For the first time in a couple of decades, childhood obesity rates have showed a “slight but significance” decline. According to the CDC’s latest Vital Signs Report, Florida, Georgia, Missouri, New Jersey, South Dakota and the US Virgin islands showed a decrease of at least one percentage point in obesity rates. Only three states reported an actual increase in obesity: Colorado, Pennsylvania, and Tennessee.
This is good news for the long haul as well, since obese children are five times more likely to be overweight as adults, which leads to a plethora of health problems, such as type 2 diabetes, hypertension and heart disease.
Social Effects of Childhood Obesity
While most of us are aware that certain physical ailments are the direct result of childhood obesity, there are other, perhaps more ominous consequences we should consider. According to a study by Tees University, obesity in children is disturbingly far reaching. The authors of the study concluded that problems such as behavioral problems in school, mental health issues, family dissolution, and “greater community dissonance” can be directly tracked back to childhood obesity.
These dire statistics emphasize the seriousness of complacency regarding this issue. The good news is that even though the problem influences many facets of a child’s life, there are some simple ways to ensure our children can lead healthier lives.
The Importance of Physical Activity
Combatting childhood obesity can be as “simple” as restricting the amount of time our kids spend playing video games and watching television. This can be challenging, but doable. Rachel H., a mom in Northwest Arkansas reports that in order to make sure her kids get enough exercise, she bites the bullet and goes outside WITH them. She holds “races” by timing how long it takes her kids to run around the house.

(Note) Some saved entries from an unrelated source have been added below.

Issue #202, opened 2022-10-29
Why do `transparent` commands use hardcoded versions?


mrienstra:
And is there any way to override this behavior?

Current `transparent` commands and associated versions:
`npm init` `8.19.2`
`npx` `8.19.2`
`pnpm init` `7.12.2`
`pnpx` `7.12.2`
`pnpm dlx` `7.12.2`
`yarn dlx` `3.2.3`

I would have guessed that e.g. updating `yarn` to `3.2.4` using `corepack prepare yarn@3.2.4 --activate` (or `corepack prepare yarn@stable --activate`) would result in `yarn dlx` using `yarn` `3.2.4`, so I was a bit surprised to hear that this is not the case.

aduh95:
> I would have guessed that e.g. updating `yarn` to `3.2.4` using `corepack prepare yarn@3.2.4 --activate` (or `corepack prepare yarn@stable --activate`) would result in `yarn dlx` using `yarn` `3.2.4`, so I was a bit surprised to hear that this is not the case.

That sounds like a bug to me.

merceyz:
Context for this issue: https://github.com/yarnpkg/berry/pull/4850#issuecomment-1295260539

> That sounds like a bug to me

Indeed, ideally it should only do that if the version it would have used doesn't support `dlx`.

mrienstra:
Working on it!

mrienstra:
[sources/main.ts#L57-L59](https://github.com/nodejs/corepack/blob/30739e0/sources/main.ts#L57-L59):
```ts
  const fallbackReference = isTransparentCommand
    ? definition.transparent.default ?? defaultVersion
    : defaultVersion;
```

When `isTransparentCommand` (when running a `transparent` command), `definition.transparent.default` (when available) will be chosen over `defaultVersion`. In my local testing, this seems to be the source of the bug.

E.g. if:
`definition.transparent.default`: `3.2.3+sha224.953c8233f7a92884eee2de69a1b92d1f2ec1655e66d08071ba9a02fa`
`defaultVersion`: `3.2.4`

_(`3.2.3` was the Yarn `transparent.default` version for Corepack `0.14.2`)_

Running `yarn dlx create-astro` will result in `yarn dlx` using Yarn `3.2.3`.

This code gives the desired result:

```ts
  const fallbackReference = defaultVersion ?? definition.transparent.default;
```

Now, running `yarn dlx create-astro` will result in `yarn dlx` using Yarn `3.2.4`.

[...]

PR #410, opened 2024-02-27
Marks `yarn init` as a transparent command

arcanis:
New projects should use the newest versions when setup. Adding `yarn init` as a transparent command means that people running it will automatically have the `packageManager` field set to `4.1.0+sha...` unless they explicitly opt-out by running `corepack yarn@1 init` instead.

Projects that don't list package managers will still execute Yarn 1.x, and so will other Yarn commands executed from outside any package directory (`yarn config set`, etc).

### DIFF
--- a/config.json
+++ b/config.json
@@ -106,6 +106,10 @@
         "commands": [
           [
             "yarn",
+            "init"
+          ],
+          [
+            "yarn",
             "dlx"
           ]
         ]


merceyz (changes requested):
We need to solve https://github.com/nodejs/corepack/issues/202#issuecomment-1295811185 first.

aduh95 (approved):
That seems a good change regardless of fixing the other bug.

arcanis:
I agree with @aduh95 - the two problems are separate, I don't think this PR should be blocked until I send a fix for the other one.

arcanis:
Going to work on the "transparent version should be ignored if the local version supports the command" issue in a separate PR. Merging this one in the meantime.

PR #413, opened 2024-02-29
feat: Pins the package manager as it's used for the first time

### LINKED ISSUE #399: Provide reproducible build by default
Corepack does not allow for reproducible builds by default. Consider a scenario where there is corepack enabled by default, i.e., the jump files are in place.

I run:

1. `npm init -y`
2. `yarn`

The result does not include a `packageManager` field in my `package.json`.

This makes the build non-reproducible for newbies as they do not know that they should run `corepack use yarn@4`.

This is mostly a problem in Dockerfiles, because most newbies completely ignore the `corepack use` step.

arcanis:
Once Corepack is enabled, someone restarting their container without having pinned the version of the package manager in `packageManager` may use different package manager versions pre-restart and post-restart, due to Corepack always defaulting on the highest release when the package manager isn't pinned (this was strongly requested in https://github.com/nodejs/corepack/issues/93).

However, we want this "dynamic" selection to be slightly tuned down so it only affects projects as they are created - once a project is created or accessed for the first time, the package manager version should remain the same until the user decides otherwise. People in #399 seemed to agree this was the right behaviour, and I don't have very strong objections on that.

This diff implements this logic by checking whether the command is being run inside an arbitrary folder (`NoProject`), or a project folder whose `package.json` doesn't contain the `packageManager` field (`NoSpec`). In this last case, we write in the `package.json` the spec string for the package manager we'd have selected. No special handling is done to differentiate read commands (`--version`) from write commands (`install`), as I'm not certain this distinction is useful in practice.

Fixes #399; cc @mcollina

### DIFF
--- a/README.md
+++ b/README.md
@@ -235,6 +235,12 @@ same major line. Should you need to upgrade to a new major, use an explicit
   package manager, and to not update the Last Known Good version when it
   downloads a new version of the same major line.
 
+- `COREPACK_ENABLE_AUTO_PIN` can be set to `0` to prevent Corepack from
+  updating the `packageManager` field when it detects that the local package
+  doesn't list it. In general we recommend to always list a `packageManager`
+  field (which you can easily set through `corepack use [name]@[version]`), as
+  it ensures that your project installs are always deterministic.
+
 - `COREPACK_ENABLE_DOWNLOAD_PROMPT` can be set to `0` to
   prevent Corepack showing the URL when it needs to download software, or can be
   set to `1` to have the URL shown. By default, when Corepack is called
--- a/sources/Engine.ts
+++ b/sources/Engine.ts
@@ -264,8 +264,8 @@ export class Engine {
 
             const installSpec = await this.ensurePackageManager(resolved);
 
-            console.error(`! The local project doesn't feature a 'packageManager' field - a new one will be created referencing ${installSpec.locator.name}@${installSpec.locator.reference}.`);
-            console.error(`! For more details about this field, consult the documentation at https://nodejs.org/api/corepack.html`);
+            console.error(`! The local project doesn't define a 'packageManager' field. Corepack will now add one referencing ${installSpec.locator.name}@${installSpec.locator.reference}.`);
+            console.error(`! For more details about this field, consult the documentation at https://nodejs.org/api/packages.html#packagemanager`);
             console.error();
 
             await specUtils.setLocalPackageManager(path.dirname(result.target), installSpec);
--- a/sources/Engine.ts
+++ b/sources/Engine.ts
@@ -10,13 +10,21 @@ import defaultConfig                                          from '../config.js
 import * as corepackUtils                                     from './corepackUtils';
 import * as debugUtils                                        from './debugUtils';
 import * as folderUtils                                       from './folderUtils';
+import * as miscUtils                                         from './miscUtils';
 import type {NodeError}                                       from './nodeUtils';
 import * as semverUtils                                       from './semverUtils';
+import * as specUtils                                         from './specUtils';
 import {Config, Descriptor, Locator, PackageManagerSpec}      from './types';
 import {SupportedPackageManagers, SupportedPackageManagerSet} from './types';
 import {isSupportedPackageManager}                            from './types';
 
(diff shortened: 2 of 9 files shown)


mcollina (commented):
This is a significant win.
Having a config or env variable to "skip" this behavior might be useful (the case where a dev uses a different package manager than the one listed in package.json)

As it might be slightly surprising to users, I think it might be better to write a message to stdout that a packageManager field was added to `package.json`, and to run `corepack XX` to update.

mcollina (approved):
lgtm

sources/Engine.ts
```diff
@@ -200,15 +208,139 @@ export class Engine {
...
+
+        case `NoSpec`: {
+          if (process.env.COREPACK_ENABLE_AUTO_PIN !== `0`) {
+            const resolved = await this.resolveDescriptor(fallbackDescriptor, {allowTags: true});
+            if (resolved === null)
+              throw new UsageError(`Failed to successfully resolve '${fallbackDescriptor.range}' to a valid ${fallbackDescriptor.name} release`);
+
+            const installSpec = await this.ensurePackageManager(resolved);
+
+            console.error(`! The local project doesn't feature a 'packageManager' field - a new one will be created referencing ${installSpec.locator.name}@${installSpec.locator.reference}.`);
```
aduh95, line 267:
```suggestion
            console.error(`! The local project doesn't define a 'packageManager' field. Corepack will add one referencing ${installSpec.locator.name}@${installSpec.locator.reference}.`);
```

sources/Engine.ts
```diff
@@ -200,15 +208,139 @@ export class Engine {
...
+            console.error(`! For more details about this field, consult the documentation at https://nodejs.org/api/corepack.html`);
```
aduh95, line 268:
```suggestion
            console.error(`! For more details about this field, consult the documentation at https://nodejs.org/api/packages.html#packagemanager`);
```

aduh95 (commented):
Can we, like the download prompt, make it default to 1 only when using the non-`corepack` binaries? For the same reason that, because it output stuff to stderr, it could break automation.

arcanis:
> Can we, like the download prompt, make it default to 1 only when using the non-corepack binaries?

I'd prefer to avoid branching the behaviour too much between `corepack yarn` and raw `yarn`.

README.md
```diff
@@ -235,6 +235,12 @@ same major line. Should you need to upgrade to a new major, use an explicit
   package manager, and to not update the Last Known Good version when it
   downloads a new version of the same major line.
 
+- `COREPACK_ENABLE_AUTO_PIN` can be set to `0` to prevent Corepack from
+  updating the `packageManager` field when it detects that the local package
+  doesn't list it. In general we recommend to always list a `packageManager`
+  field (which you can easily set through `corepack use [name]@[version]`), as
```
styfle, line 241:
```suggestion
  field (which you can set through `corepack use [name]@[version]`), as
```

aduh95:
> > Can we, like the download prompt, make it default to 1 only when using the non-corepack binaries?
> 
> I'd prefer to avoid branching the behaviour too much between `corepack yarn` and raw `yarn`. I don't expect `corepack yarn` to be a common case, so the inconsistency doesn't feel worth it (compared to people just having to set the env variable if they really wish to avoid this write).

Fair enough.

Maybe it doesn't have to be in this PR, but I think it'd be valuable to have a way to ask Corepack to hard fail instead setting the file silently – I would like to enable that on my CI runs, so we can detect if a `package.json` is missing the field.

simonhaenisch:
@arcanis wondering if it makes sense that this feature gets similar behavior as `COREPACK_ENABLE_DOWNLOAD_PROMPT` (#360) to be disabled in non-interactive shells/CI by default? see

https://github.com/nodejs/corepack/pull/360/files#diff-f40bfea195fed9476186ef5bef59fff20a01e341513d8233ec399cfda410ebc0R19

aduh95:
It definitely should not happen when using `npx` – but maybe what you call with `npx` is itself calling `npm …`? Could you open a new issue with a repro so we can investigate?

jakebailey:
In my case, it was quite literally just `npx tsc`. I will file an issue when I get a chance.

PR #430, opened 2024-03-15
fix!: call `executePackageManagerRequest` directly

merceyz:
Calling `executePackageManagerRequest` directly instead of through Clipanion lets Node.js handle printing errors which results in the `cause` property being printed correctly.

Ref https://github.com/nodejs/corepack/issues/458 and others like it.
Ref https://github.com/nodejs/corepack/pull/425#issuecomment-2000189938

Depends on
- https://github.com/nodejs/corepack/pull/428

Performance is roughly the same
```console
$ hyperfine -w 5 "node ./dist-before/yarn.js -v" "node ./dist-after/yarn.js -v"
Benchmark 1: node ./dist-before/yarn.js -v
  Time (mean ± σ):     188.0 ms ±   9.9 ms    [User: 204.5 ms, System: 22.3 ms]
  Range (min … max):   179.0 ms … 222.1 ms    16 runs

Benchmark 2: node ./dist-after/yarn.js -v
  Time (mean ± σ):     186.5 ms ±   7.8 ms    [User: 202.5 ms, System: 22.4 ms]
  Range (min … max):   178.1 ms … 204.9 ms    16 runs

Summary
  node ./dist-after/yarn.js -v ran
    1.01 ± 0.07 times faster than node ./dist-before/yarn.js -v
```

BREAKING CHANGE:
Some errors are now printed to stderr instead of stdout

### DIFF
--- a/tests/main.test.ts
+++ b/tests/main.test.ts
@@ -24,8 +24,8 @@ it(`should refuse to download a package manager if the hash doesn't match`, asyn
 
     await expect(runCli(cwd, [`yarn`, `--version`])).resolves.toMatchObject({
       exitCode: 1,
-      stderr: ``,
-      stdout: /Mismatch hashes/,
+      stderr: /Mismatch hashes/,
+      stdout: ``,
     });
   });
 });
@@ -35,8 +35,8 @@ it(`should refuse to download a known package manager from a URL`, async () => {
     // Package managers known by Corepack cannot be loaded from a URL.
     await expect(runCli(cwd, [`yarn@https://registry.npmjs.com/yarn/-/yarn-1.22.21.tgz`, `--version`])).resolves.toMatchObject({
       exitCode: 1,
-      stderr: ``,
-      stdout: /Illegal use of URL for known package manager/,
+      stderr: /Illegal use of URL for known package manager/,
+      stdout: ``,
     });
 
     // Unknown package managers can be loaded from a URL.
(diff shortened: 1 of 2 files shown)


tests/main.test.ts
```diff
@@ -271,7 +271,7 @@ it(`shouldn't allow using regular Yarn commands on npm-configured projects`, asy
 
     await expect(runCli(cwd, [`yarn`, `--version`])).resolves.toMatchObject({
       exitCode: 1,
-      stderr: ``,
+      stderr: expect.stringContaining(`This project is configured to use npm`),
```
aduh95, line 274: A regex seems simpler, no?
```suggestion
      stderr: /This project is configured to use npm/,
```

tests/main.test.ts
```diff
@@ -418,7 +418,8 @@ it(`should refuse to run a different package manager within a configured project
     process.env.FORCE_COLOR = `0`;
 
     await expect(runCli(cwd, [`pnpm`, `--version`])).resolves.toMatchObject({
-      stdout: `Usage Error: This project is configured to use yarn\n\n$ pnpm ...\n`,
+      stdout: ``,
+      stderr: expect.stringContaining(`This project is configured to use yarn`),
```
aduh95, line 422:
```suggestion
      stderr: /This project is configured to use yarn/,
```

tests/main.test.ts
```diff
@@ -468,8 +469,8 @@ it(`should support disabling the network accesses from the environment`, async (
     });
 
     await expect(runCli(cwd, [`yarn`, `--version`])).resolves.toMatchObject({
-      stdout: expect.stringContaining(`Network access disabled by the environment`),
-      stderr: ``,
+      stdout: ``,
+      stderr: expect.stringContaining(`Network access disabled by the environment`),
```
aduh95, line 473:
```suggestion
      stderr: /Network access disabled by the environment/,
```

aduh95 (approved):

PR #431, opened 2024-03-15
chore: remove unused imports

styfle:
These imports were unused so I removed them

### DIFF
--- a/sources/commands/Base.ts
+++ b/sources/commands/Base.ts
@@ -1,10 +1,8 @@
 import {Command, UsageError}        from 'clipanion';
-import fs                           from 'fs';
 
 import {PreparedPackageManagerInfo} from '../Engine';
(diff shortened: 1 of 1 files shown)


aduh95 (approved):
I would have thought we had linter rules to catch that

merceyz:
@aduh95 We do, if we add `--max-warnings 0` to https://github.com/nodejs/corepack/blob/a3e3e97369dbcdaa2ed6c6ad7c0233ee0a70f221/package.json#L59 or https://github.com/nodejs/corepack/blob/c2a6e4f313d18453f5d0db4589ded68326314f63/.github/workflows/ci.yml#L42 the CI will error on it instead of warn.

huynhdev24 (approved):

merceyz (approved):

PR #432, opened 2024-03-17
feat: verify integrity signature when downloading from npm registry

aduh95:
When the user has not provided any hash (so when running `corepack up`/`corepack use …`), and the package manager is downloaded from the npm registry, we can verify the signature.

Related to https://github.com/nodejs/corepack/issues/10.

BREAKING CHANGE: attempting to download a version from the npm registry (or a mirror) that was published using the now deprecated PGP signature (Yarn ≤1.22.18, Yarn Berry ≤4.0.0-rc.43, pnpm ≤8.4.0) without providing a hash will trigger an error. Users can disable the signature verification by setting `COREPACK_INTEGRITY_KEYS=""`.


config.json
```diff
@@ -160,5 +160,16 @@
...
+        "expires": null,
+        "keyid": "SHA256:jl3bwswu80PjjokCgh0o2w5c2U4LhQAE57gj9cz1kzA",
+        "keytype": "ecdsa-sha2-nistp256",
+        "scheme": "ecdsa-sha2-nistp256",
+        "key": "MFkwEwYHKoZIzj0CAQYIKoZIzj0DAQcDQgAE1Olb3zMAFFxXKHiIkQO5cJ3Yhl5i6UPp+IhuteBJbuHcA5UogKo0EWtlWwW6KSaKoTNEYL7JlCQiVnkhBktUgg=="
+      }
+    ]
   }
-}
+}
```
aduh95, line 175:
```suggestion
}

```

sources/types.ts
```diff
@@ -96,6 +96,10 @@ export interface Config {
       };
     };
   };
+
+  keys: {
+    [registry: string]: Array<{"expires": null, "keyid": string, "keytype": string, "scheme": string, "key": string}>;
+  };
```
arcanis, line 102: nit:
```suggestion
  keys: {
    [registry: string]: Array<{
      expires: null;
      keyid: string;
      keytype: string;
      scheme: string;
      key: string;
    }>;
  };
```

sources/corepackUtils.ts
```diff
@@ -200,7 +204,7 @@ export async function installVersion(installTarget: string, locator: Locator, {s
 
   stream.pipe(sendTo);
 
-  const algo = build[0] ?? `sha256`;
+  const algo = build[0] ?? `sha512`;
```
arcanis, line 207: Why switching to sha512?

aduh95: Because that’s what npm registry for the signature: they sign a combination of the package name & version and the SHA512 of the package archive.

sources/corepackUtils.ts
```diff
@@ -234,7 +238,37 @@ export async function installVersion(installTarget: string, locator: Locator, {s
     }
   }
 
-  const actualHash = hash.digest(`hex`);
+  const actualHash: string = hash.digest(`hex`);
+  if (!build[1]) {
+    const registry = getRegistryFromPackageManagerSpec(spec);
+    if (registry.type === `npm` && !process.env.COREPACK_NPM_REGISTRY) {
```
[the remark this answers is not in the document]
aduh95: What would you put inside? If it’s a JSON object we could let user defined several keys for several registries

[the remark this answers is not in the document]
aduh95: I've changed that to be `COREPACK_INTEGRITY_KEYS` which takes a JSON string in case users want/need to override the internal config.

sources/corepackUtils.ts
```diff
@@ -8,6 +8,7 @@ import path                                                    from 'path';
 import semver                                                  from 'semver';
 import {setTimeout as setTimeoutPromise}                       from 'timers/promises';
 
+
```
aduh95, line 11:
```suggestion
```

arcanis (approved):

tests/main.test.ts
```diff
@@ -856,3 +857,171 @@ for (const authType of [`COREPACK_NPM_REGISTRY`, `COREPACK_NPM_TOKEN`, `COREPACK
...
+        stdout: `Installing yarn@1.9998.9999 in the project...\n\nyarn: Hello from custom registry\n`,
+        stderr: ``,
+      });
+      await expect(runCli(cwd, [`use`, `yarn@latest`], true)).resolves.toMatchObject({
+        exitCode: 0,
+        stdout: `Installing yarn@5.9999.9999 in the project...\n\nyarn: Hello from custom registry\n`,
+        stderr: ``,
+      });
+    });
+  });
```
aduh95, line 906:
```suggestion
  }, 180_000);
```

Let’s face it, young children want to be around their parents, and by going outside with them, we can kill two birds with one stone.
Inclimate weather? There are ways around that, too. When my kids were younger, I put on the soundtrack from the movie Rainman and we danced together through about half of it.
Healthier Eating Choices
The other side of the obesity equation is, of course, how healthily we feed our children. Following are some suggestions to help them learn to actually like healthy foods:
- Be sneaky. Most kids love comfort foods like spaghetti and macaroni and cheese. Kim N., mother of five, dices fresh vegetables such as broccoli and caroots and “hides” them in spaghetti sauce and mac-n-cheese.
- Instead of focusing on making sure their diets are balanced on a daily basis, it might be easier to focus on a balanced week. This allows for a trip to McDonald’s every once in awhile. Also, kids have a tendency to “fixate” on a particular food item, such as wanting peanut butter and jelly for breakfast, lunch and dinner. Focusing on an entire week makes this less of a “big deal.”